The construction in Lemma 5.1 shows that a linear attention layer can output the polynomially bounded computation history of any TM (and therefore any DFA). Our construction requires embedding size linear with maximum length of computation history, number of states and alphabet size. Therefore, we predict the data requirements are polynomial in each of $N,V$ and $L$ .

Dataset

Our dataset consists of strings containing three components: the input DFA’s transition function $\delta:\mathcal{Q}\times\Sigma\rightarrow\mathcal{Q}$ , the input word $x\in\Sigma^{L}$ and the computation history $h\in\mathcal{Q}^{L}$ which is the sequence of states visited in the DFA as it decides if $x$ is in its language. The first two components are the input to the model, while the computation history is the target output. We adopt the following schema for representing $\delta,x,$ and $h$ :

\underbrace{(s_{i},w,s_{j}),\dots,\forall_{s_{i}\in\mathcal{Q},w\in\Sigma}\in\delta}_{\text{DFA transition function}}\mid\underbrace{w_{0}w_{1}\dots w_{L}}_{\text{word}}\mid\underbrace{(s^{0}w_{0}s^{1}),(s^{1}w_{1}s^{2}),\dots,(s^{L-1}w_{L}s^{L})}_{\text{computation history}}

We encode each input-output relation in the transition function as a sequence of three tokens $(s_{i},w,s_{j})$ where $\delta(s_{i},w)=s_{j}$ . We also include two parantheses to separate each triplet of tokens for a total of five tokens for each input-output relation. The total description length of $\delta$ is then $5\mathcal{Q}\Sigma$ . We encode word $x$ of length $L$ as a sequence of $L$ tokens. Finally, we encode the computation history as the sequence of state transitions the DFA visits when deciding if $x$ is in its language. Here we designate $s0$ as the start state, and let $s^{i}=\delta(s^{i-1},w^{i-1})$ . Each state transition is again represented by a triplet $(s,w,\delta(s,w))$ . We train an autoregressive Transformer model using cross-entropy loss to predict the computation history tokens given the transition function and word. Please refer to Section D.2 for hyperparameter details.

Results

In Figure 3, we vary each of the parameters $Q$ , $L$ and $V$ , while the other two parameters are fixed to a constant (in this case we fix them to be 4). Then, on the vertical axis, we display the minimum number of tokens (number of examples times the word length) required to get 99% accuracy on the next token prediction. Plots are suggestive of a sub-exponential dependence on DFA complexity.

7 Related Work

7.1 Formal Expressivity of Transformers

A large body of work has been trying to tackle the problem of quantifying what algorithmic tasks can a Transformer do, in terms of various kinds of circuit families (Pérez et al., 2019; Edelman et al., 2022b; Hahn, 2020; Merrill & Sabharwal, 2023; Merrill et al., 2022; 2021; Liu et al., 2022; Feng et al., 2023). In particular, researchers have studied how Transformers can realize specific DSLs (Weiss et al., 2021), logic expressions (Dong et al., 2019; Barceló et al., 2020; 2024), Turing machines (Dehghani et al., 2018; Giannou et al., 2023; Pérez et al., 2021), formal language recognition (Hao et al., 2022; Chiang et al., 2023), as well as automata and universal Turing machines (Liu et al., 2022; Li et al., 2024). However, while these works primarily focus on determining the types of problems whose solutions a Transformer can express, they often overlook the crucial question of how these solutions can be learned from data. Moreover, there is limited discussion on the sufficiency of the dataset itself—whether the data available can identify the underlying “true” function or algorithm that we aim to capture.

7.2 Learning Transformers

We break down the literature on learning transformers. First, there is the literature on statistical learnability, where the focus is on the amount of data required to learn without considering whether there is a tractable algorithm for learning (Edelman et al., 2022a; Wei et al., 2021; Zhang et al., 2024; Trauger & Tewari, 2023).

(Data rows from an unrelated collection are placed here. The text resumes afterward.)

PR #130, opened 2022-04-27
Fix: Auth skip

Meldiron:
- Better reversion mechanism for skip() method
- Improved docs
- Improved error message

Let's imagine the following pseudo code:
```php
Auth::disable();

$doc = $db->getDocument('users', 'user1'); // Works

$doc = Auth::skip(fn() => $db->getDocument('users', 'user1')); // Works

$doc = $db->getDocument('users', 'user1'); // No longer work
```

If you disable auth, and later use `skip`, it re-enabled auth. After `skip` is finished, the status should be restored to what it was before skipping, instead of enabling it forcefully. 
Can be seen on: https://github.com/utopia-php/database/pull/130/files#diff-f0b0bb401b111034042efdb8f446197096a3fa9592d55d36ca9c6213770e5e25L161

### DIFF
--- a/src/Database/Validator/Authorization.php
+++ b/src/Database/Validator/Authorization.php
@@ -12,7 +12,7 @@ class Authorization extends Validator
      * 
      * @var array
      */
-    static $roles = ['role:all' => true];
+    static array $roles = ['role:all' => true];
 
     /**
      * Action of the authorization validation.
@@ -20,7 +20,7 @@ class Authorization extends Validator
      * 
      * @var string
      */
-    protected $action = '';
+    protected string $action = '';
 
     /**
      * Error message explaining why validation failed.
@@ -179,7 +179,7 @@ class Authorization extends Validator
      * 
      * @return mixed
      */
-    public static function skip(callable $callback)
+    public static function skip(callable $callback): mixed
     {
         $enabled = self::$status;
 
--- a/src/Database/Validator/Authorization.php
+++ b/src/Database/Validator/Authorization.php
@@ -27,7 +27,7 @@ class Authorization extends Validator
      * 
      * @var string
      */
-    protected $message = 'Authorization Error';
+    protected string $message = 'Authorization Error';
 
     /**
      * @param string $action Action to check for during validation.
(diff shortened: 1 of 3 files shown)


src/Database/Validator/Authorization.php
```diff
@@ -8,24 +8,31 @@
 class Authorization extends Validator
 {
     /**
+     * Array of allowed roles.
+     * 
      * @var array
      */
     static $roles = ['role:all' => true];
```
TorstenDittmann, line 15:
```suggestion
    static array $roles = ['role:all' => true];
```

src/Database/Validator/Authorization.php
```diff
@@ -8,24 +8,31 @@
...
 
     /**
+     * Action of the authorization validation.
+     * Mainly 'read' or 'write'.
+     * 
      * @var string
      */
     protected $action = '';
```
TorstenDittmann, line 23:
```suggestion
    protected string $action = '';
```

src/Database/Validator/Authorization.php
```diff
@@ -148,23 +173,25 @@ public static function setDefaultStatus(bool $status): void
...
     /**
-     * Skip Authorization
+     * Skip Authorization for the code executed inside the callback.
      * 
-     * Skips authorization for the code to be executed inside the callback
+     * @param callable $callback function to run without authorization
      * 
      * @return mixed
      */
     public static function skip(callable $callback)
```
TorstenDittmann, line 182:
```suggestion
    public static function skip(callable $callback): mixed
```

TorstenDittmann (commented):
Try to also fill out these types when missing 👍🏻

Meldiron:
Oooh now I see what you mean. All updated.

eldadfux:
@Meldiron it would have been very helpful to get some background and context in the PR description. What has caused us to change this mechanism?

Since this is a very sensitive security method in the entire architecture any extra information will help review the changes with more confidence.

Meldiron:
@eldadfux Updated. What we did until now was a bug I believe.

eldadfux:
@Meldiron please carefully test this doesn't break anything in Appwrite before we can merge it.

eldadfux:
Any chance this was already solved at #130 ?

eldadfux:
After checking with @abnegate, this was fixed and merged here: https://github.com/utopia-php/database/pull/186

PR #131, opened 2022-05-06
Fix: Force object

Meldiron:
We currently use `json_encode` inside `json` filter. Problem is, if you pass empty array `[]`, it will be represented as array `[]`.

In the context of JSON, I would like to open a discussion around adding `JSON_FORCE_OBJECT` to convert an empty PHP array into `{}`.

### DIFF
--- a/src/Database/Database.php
+++ b/src/Database/Database.php
@@ -142,7 +142,7 @@ class Database
                     return $value;
                 }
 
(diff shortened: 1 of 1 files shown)


Meldiron:
Closing PR, the issue can be solved outside of library by passing string as attribute value.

Second, there are learnability results for single head transformers for data distributions under a variety of assumptions. In particular, Zhang et al. (2023) provide learnability results for in-context linear regression; Jelassi et al. (2022) show that data with spatial structure can be learned; the work of Tian et al. (2023) analyzes SGD training dynamics for a toy model for data; and the work of Oymak et al. (2023) studies the prompt attention model.

Third, the literature on provable guarantees for learning multi head attention is rather sparse. Fu et al. (2023) give learnability results in a regime where attention matrices are fixed and only the projection matrices are trained. The work of Tarzanagh et al. (2024) show connections between single layer attention optimization to SVM learning. Under a good gradient initialization condition, overparameterization condition, and a condition on the scores of optimal tokens the global convergence of gradient descent to a particular SVM problem can be established. Deora et al. (2023) analyze a setting of learning multi head attention with gradient descent under their Assumption 2. In the words of the authors ”these conditions are related to the realizability condition, which guarantees obtaining small training error near initialization”, which they instantiate with the separability of the data in an NTK space and a proximity of initialization to realizable parameters. Interestingly, they find that multi head attention has benign optimization properties. Finally, Chen & Li (2024) study learning for multi head attention for well structured data that is drawn independent Bernoulli or Gaussian. They provide an extensive discussion of lower bounds for learning multi head attention.

Acknowledgments

We gratefully acknowledge support from NSF grants IIS-2214177, IIS-2238240, CCF-2112665 and DMS-2134108; from AFOSR grant FA9550-22-1-0249; from ONR MURI grant N00014-22-1-2740; and from ARO grant W911NF-23-1-0034; from the OpenPhilanthropy Foundation; from MIT Quest for Intelligence; from the MIT-IBM Watson AI Lab; from ONR Science of AI; from Simons Center for the Social Brain; and from an Alexander von Humboldt fellowship. Any opinions, findings, and conclusions or recommendations expressed in this material are those of the authors and do not necessarily reflect the views of our sponsors.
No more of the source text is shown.